↓

PR #4352, opened 2025-03-19
[BUGFIX] Fix the Inst and Vocal files not being played when the Sound Channel Limit gets reached

### LINKED ISSUE #2732: Bug Report: enabling practice mode when starting a freeplay song and spamming arrow keys or wasd it stops everything like no music and the notes stop in place
## Describe the bug

the bug is that when enabling practice mode when starting a freeplay song and spamming arrow keys or wasd it stops everything like no music and the notes stop in place

## To Reproduce

start a freeplay song and turn on practice mode and try and spam arrow keys or wasd

## Expected behavior

not sure

## Screenshots/Video

WIINDOWS 11

* Browser
* Version:

v0.4.0

## Additional context

KoloInDaCrib:
Closes #2732 

Introduced the sound channel priority to `FunkinSound` with the default value `false`. Inst and vocal files have this value set to `true`. 
When enabled, this value adds the sound to a priority list, which means that when the sound channels get cleared (which happens before playing another sound) they remain untouched.

https://github.com/user-attachments/assets/dab098d0-0a9c-4720-bde2-616c63e6c3aa

(You can kind of see the effect because the "Go!" sound isn't being played (since it doesn't have the priority) however the music remains intact)

### DIFF
--- a/source/funkin/audio/FunkinSound.hx
+++ b/source/funkin/audio/FunkinSound.hx
@@ -16,6 +16,7 @@ import funkin.Paths.PathsFunction;
 import openfl.Assets;
 import lime.app.Future;
 import lime.app.Promise;
+import openfl.media.SoundChannel;
 import openfl.media.SoundMixer;
 
 #if (openfl >= "8.0.0")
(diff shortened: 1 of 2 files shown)


AbnormalPoof (approved):
Peak

Hundrec (approved):
Awesome!
Spamming in Practice Mode and restarting enough times still crashes the game with a Null Object Reference, but that's a whole other issue

EliteMasterEric:
I'd add the countdown to high priority as well, but otherwise this seems like a good solution (at least unless [OpenFL changes things on their end](https://discord.com/channels/@me/1331411070371496008/1352125270030553090)).

Hundrec:
@EliteMasterEric We found out that the pause screen also crashes pretty easily while spamming, maybe that could be added too?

↑

## The problem
Please write out the lines that run from the one with "-16,6 +16,7 @@ import funkin.Paths.PathsFunction;" to the end of the records, both included, exactly as they appear.

## Result
@@ -16,6 +16,7 @@ import funkin.Paths.PathsFunction;
 import openfl.Assets;
 import lime.app.Future;
 import lime.app.Promise;
+import openfl.media.SoundChannel;
 import openfl.media.SoundMixer;
 
 #if (openfl >= "8.0.0")
(diff shortened: 1 of 2 files shown)


AbnormalPoof (approved):
Peak

Hundrec (approved):
Awesome!
Spamming in Practice Mode and restarting enough times still crashes the game with a Null Object Reference, but that's a whole other issue

EliteMasterEric:
I'd add the countdown to high priority as well, but otherwise this seems like a good solution (at least unless [OpenFL changes things on their end](https://discord.com/channels/@me/1331411070371496008/1352125270030553090)).

Hundrec:
@EliteMasterEric We found out that the pause screen also crashes pretty easily while spamming, maybe that could be added too?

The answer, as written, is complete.